PR #198, opened 2021-07-09
Add a note to call out that Zfinx always follows the "soft-float" ABI

jrtc27:
Closes: #166

### DIFF
--- a/riscv-elf.md
+++ b/riscv-elf.md
@@ -322,6 +322,11 @@ operating mode.
 The \*F ABIs require the \*F ISA extension, the \*D ABIs require the \*D ISA
 extension, and the LP64Q ABI requires the Q ISA extension.
 
+> NOTE:
+> This means code targeting the Zfinx extension always uses the ILP32, ILP32E
+> or LP64 integer calling-convention only ABIs as there is no dedicated
+> hardware floating-point register file.
+
 ## <a name=default-abis></a>Default ABIs
 
 While various different ABIs are technically possible, for software


jim-wilson (approved):

riscv-elf.md
```diff
@@ -319,6 +319,11 @@ operating mode.
 The \*F ABIs require the \*F ISA extension, the \*D ABIs require the \*D ISA
 extension, and the LP64Q ABI requires the Q ISA extension.
 
+> NOTE:
+> This means code targeting the Zfinx extension always uses the ILP32, ILP32E
+> or LP64 integer calling-convention only ABIs as there is no dedicated
```
luismarques, line 324: "integer calling-convention only ABIs" -> "integer only calling-convention ABIs"?

jrtc27: That does seem like a better way round, but I copied the description used for ILP32 and LP64 above, which have it this way round

jrtc27: Currently the document is written as "there is an integer calling convention and you can optionally add a floating point calling convention to it", which is a slightly weird way of thinking of it that doesn't quite match what is actually happening

kito-cheng (approved):
LGTM.

kito-cheng:
But let us wait one more LGTM from LLVM community.

asb:
> But let us wait one more LGTM from LLVM community.

LGTM from the LLVM side.

jrtc27:
Rebased to resolve merge conflict. Ok to merge?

Directions
For this exercise, output all the data exactly as shown above.

Task result
PR #198, opened 2021-07-09
Add a note to call out that Zfinx always follows the "soft-float" ABI

jrtc27:
Closes: #166

### DIFF
--- a/riscv-elf.md
+++ b/riscv-elf.md
@@ -322,6 +322,11 @@ operating mode.
 The \*F ABIs require the \*F ISA extension, the \*D ABIs require the \*D ISA
 extension, and the LP64Q ABI requires the Q ISA extension.
 
+> NOTE:
+> This means code targeting the Zfinx extension always uses the ILP32, ILP32E
+> or LP64 integer calling-convention only ABIs as there is no dedicated
+> hardware floating-point register file.
+
 ## <a name=default-abis></a>Default ABIs
 
 While various different ABIs are technically possible, for software


jim-wilson (approved):

riscv-elf.md
```diff
@@ -319,6 +319,11 @@ operating mode.
 The \*F ABIs require the \*F ISA extension, the \*D ABIs require the \*D ISA
 extension, and the LP64Q ABI requires the Q ISA extension.
 
+> NOTE:
+> This means code targeting the Zfinx extension always uses the ILP32, ILP32E
+> or LP64 integer calling-convention only ABIs as there is no dedicated
```
luismarques, line 324: "integer calling-convention only ABIs" -> "integer only calling-convention ABIs"?

jrtc27: That does seem like a better way round, but I copied the description used for ILP32 and LP64 above, which have it this way round

jrtc27: Currently the document is written as "there is an integer calling convention and you can optionally add a floating point calling convention to it", which is a slightly weird way of thinking of it that doesn't quite match what is actually happening

kito-cheng (approved):
LGTM.

kito-cheng:
But let us wait one more LGTM from LLVM community.

asb:
> But let us wait one more LGTM from LLVM community.

LGTM from the LLVM side.

jrtc27:
Rebased to resolve merge conflict. Ok to merge?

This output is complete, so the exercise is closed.